===== Record set
PR #199, opened 2017-05-18
Compare benchmarks on commits graph

bmarkons:
New feature: Compare graphs for two different benchmarks.

Take a closer look at [discussion](https://community.rubybench.org/t/rewriting-the-scope-all-benchmark-in-sequel-and-raw/138/12).


bmarkons:
Here's what it looks like: 

image

This way you choose benchmark and select any other which you want to compare with. Comparing graph will be displayed only if selected benchmark is the same type (e.g. Execution time).

UI has some issues and it's far from perfect but we have something to work with and something valuable is being displayed.

@tgxworld pls take a look. If you agree, we can merge it and make it better in next PR :bowing_man: 

Right now, I want to get sequel benchmarks displayed so we can compare them with activerecord.

app/models/benchmark_run.rb
```diff
@@ -14,7 +14,7 @@ class BenchmarkRun < ApplicationRecord
   # FIXME: Remove this and order by Commit#created_at
   default_scope { order("#{self.table_name}.created_at DESC")}
 
-  scope :fetch_commit_benchmark_runs, ->(form_result_type, benchmark_result_type, limit) {
+  scope :fetch_commit_benchmark_runs, -> (form_result_type, benchmark_result_type, limit) {
```
noahgibbs: Really minor thing: if you're just making a one-space change in a given file, maybe best to skip it for now :-)

bmarkons: Oh, yeah. It's irrelevant to this PR and only making noise :+1:

app/services/chart_builder.rb
```diff
@@ -31,33 +31,71 @@ def self.construct_from_cache(cache_read, benchmark_result_type)
...
+      end
+
+      @columns = new_columns
+      self
     end
+  end
 
-    @columns = new_columns
-    self
+  def chart_version_to_html(version)
```
noahgibbs: This kind of thing is usually better to put in a helper. Anything with HTML output, basically.

app/views/repos/_script.html.haml
```diff
@@ -1,9 +1,10 @@
...
+- if script_url = benchmark.script_url
   %h2.l-align-center
     = t('repos.script_title', graph_name: benchmark_name)
 
-    = link_to benchmark_type.github_url, class: 'btn btn-primary', target: '_link' do
+    = link_to benchmark.github_url, class: 'btn btn-primary', target: '_link' do
       = t('repos.view_github')
 
   - formatter = Rouge::Formatters::HTMLPygments.new(Rouge::Formatters::HTML.new)
+  - require 'net/http' unless defined?(Net::HTTP)
```
noahgibbs: Require will make sure that net/http isn't already required, normally. Also, you normally want to do your require elsewhere, not directly in the view.

bmarkons: I had an issue with net/http locally saying that Net::HTTP is not recognized, although not having the same in production and test environment. So this was a quick workaround. 

Do you have any idea if I can maybe avoid this require? Since it's needed only in dev environment.

Where should I place `require`'s, is there any good practice?

noahgibbs: It would be much better to put it in the controller and/or tests that use this view. You *could* also put it somewhere under config, such as config/initializers, which would guarantee it was *always* loaded. Might be too much, might not. If you only need a thing in the dev environment, you can literally put an "if" around it, such as "if Rails.env.development?"

bmarkons: Awesome, thanks @noahgibbs.

app/controllers/repos_controller.rb
```diff
@@ -105,26 +60,144 @@ def releases
...
+
+      chart
+    else
+      nil
+    end
+  end
+
+  def benchmark_runs_for(benchmark_type)
+    BenchmarkRun
+    .fetch_commit_benchmark_runs(@benchmark.category, benchmark_type, @display_count)
```
tgxworld: Style nitpick: I prefer to have this indented

test/acceptance/compare_benchmarks_test.rb
```diff
@@ -0,0 +1,71 @@
...
+      benchmark_type: @sequel_scope_all,
+      initiator: @sequel_commit,
+      benchmark_result_type: @memory_benchmark
+    )
+
+    @commit_dates = [@rails_commit.created_at, @sequel_commit.created_at].map{ |date| date.strftime("%Y-%m-%d") }
+  end
+
+  test "User should be able to compare benchmarks across repos" do
+    visit commits_path(@rails_org.name, @rails_repo.name, result_type: @active_record_scope_all.category, compare_with: @sequel_scope_all.category)
```
tgxworld: The line is alittle too long here. Let's indent the hash param :)

app/controllers/repos_controller.rb
```diff
@@ -1,6 +1,17 @@
 class ReposController < ApplicationController
-  before_action :find_organization_by_name
-  before_action :find_organization_repo_by_name
+
+  if Rails.env.development?
+    require "net/http"
+  end
```
WaKeMaTTa:
```ruby
require 'net/http" if Rails.env.development?
```

app/controllers/repos_controller.rb
WaKeMaTTa: Yes! please

```ruby
BenchmarkRun
  .fetch_commit_benchmark_runs(@benchmark.category, benchmark_type, @display_count)
  .sort_by { |run| run.initiator.created_at }
```

app/controllers/repos_controller.rb
```diff
@@ -105,26 +60,144 @@ def releases
...
+  def benchmark_runs_for(benchmark_type)
+    BenchmarkRun
+    .fetch_commit_benchmark_runs(@benchmark.category, benchmark_type, @display_count)
+    .sort_by { |run| run.initiator.created_at }
+  end
+
+  def comparing_runs_for(benchmark_type)
+    BenchmarkRun
+    .fetch_commit_benchmark_runs(@comparing_benchmark.category, benchmark_type, @display_count)
+    .sort_by { |run| run.initiator.created_at }
```
WaKeMaTTa: same

app/models/benchmark_type.rb
```diff
@@ -1,5 +1,6 @@
 class BenchmarkType < ApplicationRecord
   default_scope { order("#{self.table_name}.category ASC") }
+  scope :all_except, -> (user) { where.not(id: user.id) }
```
WaKeMaTTa: Not need it to pass `id` rails is inteligent.

```ruby
scope :all_except, -> (user) { where.not(id: user) }
```

app/controllers/repos_controller.rb
bmarkons: :+1:  thanks @WaKeMaTTa

bmarkons:
I am struggling with one test and can't find out why it fails from time to time :sweat:

https://travis-ci.org/ruby-bench/ruby-bench-web/builds/238419839#L593

app/assets/javascripts/initialize.js
```diff
@@ -1,11 +1,66 @@
...
+
+  var organizationName = $resultTypesForm.data('organization-name');
+  var repoName = $resultTypesForm.data('repo-name');
+  var name = $resultTypesForm.data('name');
+
+  var resultType = $('#benchmark_run_benchmark_type').val() || "";
+  var benchmarkRunDisplayCount = $('#benchmark_run_display_count').val();
+  var compareWithBenchmark = $('#benchmark_run_compare_with').val();
+
+  if(compareWithBenchmark){
```
robin850: Pretty nit-picky but maybe you could add surrounding spaces around braces.

app/assets/javascripts/initialize.js
```diff
@@ -28,11 +83,11 @@ $(document).on('turbolinks:load', function() {
     switch(e.which) {
       case 37:  //left
         optionIndex = incrementOptionIndex(optionIndex, optsLength, -1);
-        break;
```
robin850: Also nit-picky but it seems more idiomatic to align the `break` with the block's content in JavaScript.

app/services/chart_builder.rb
```diff
@@ -31,33 +31,61 @@ def self.construct_from_cache(cache_read, benchmark_result_type)
...
 
   def build_columns
-    @benchmark_runs.each do |benchmark_run|
-      if block_given?
-        version = yield(benchmark_run)
-        @categories ||= []
-        @categories << version if version != @categories.last
+    if @comparing_runs.present?
+      (@benchmark_runs + @comparing_runs)
+      .sort_by{ |benchmark_run| benchmark_run.initiator.created_at }
```
robin850: As @tgxworld suggested earlier, you could indent this by a level.

Also, to be honest I didn't test it but there should be a way to make this method a little bit easier to read. What do you think about something like:

~~~ruby
def build_columns
  columns = {}

  if @comparing_runs.present?
    runs = (@benchmark_runs + @comparing_runs)
             .sort_by { |run| run.initiator.created_at }
  else
    runs = @benchmark_runs
  end
    
  runs.each do |run|
    version = nil
    if block_given?
      version = yield(run)
      @categories ||= []
      @categories << version if version != @categories.last
    end

    run.result.each do |key, value|
      if @comparing_runs.present?
        columns["#{key}_#{run.benchmark_type.category}"] ||= []
        columns["#{key}_#{run.benchmark_type.category}"] << [version, value.to_f]
      else
        columns[key] ||= []
        columns[key] << value.to_f
      end
    end
  end

  @columns = columns.map do |name, data|
    { name: name, data: data}
  end

  self
end
~~~

SamSaffron:
@bmarkons  @robin850  had some comments, can you be sure to address them and the merge conflict, I really want this merged into the repo and on the website as soon as possible. 

We can refine it further in future PRs

bmarkons:
sure @SamSaffron, I'm on it.

bmarkons:
Thanks @robin850 :) I've made changes you've suggested.

robin850:
@bmarkons : No problem, good job. Does the timeout change is related to the refactoring of the `build_columns` method ? The code I've given may be terribly inefficient.

bmarkons:
No, that change doesn't affect performance. The code I've written in this PR is pretty much inefficient but I plan to make it better in next iteration.

robin850:
Okay great, this can be shipped then ! 🙂 🎉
==========
* _Exercise_: Could you retype exactly the lines above, starting at the line that contains "Compare benchmarks on commits graph" and ending at the line that contains "This way you", and nothing more?

* _Response to the task_:
Compare benchmarks on commits graph

bmarkons:
New feature: Compare graphs for two different benchmarks.

Take a closer look at [discussion](https://community.rubybench.org/t/rewriting-the-scope-all-benchmark-in-sequel-and-raw/138/12).


bmarkons:
Here's what it looks like: 

image

This way you choose benchmark and select any other which you want to compare with. Comparing graph will be displayed only if selected benchmark is the same type (e.g. Execution time).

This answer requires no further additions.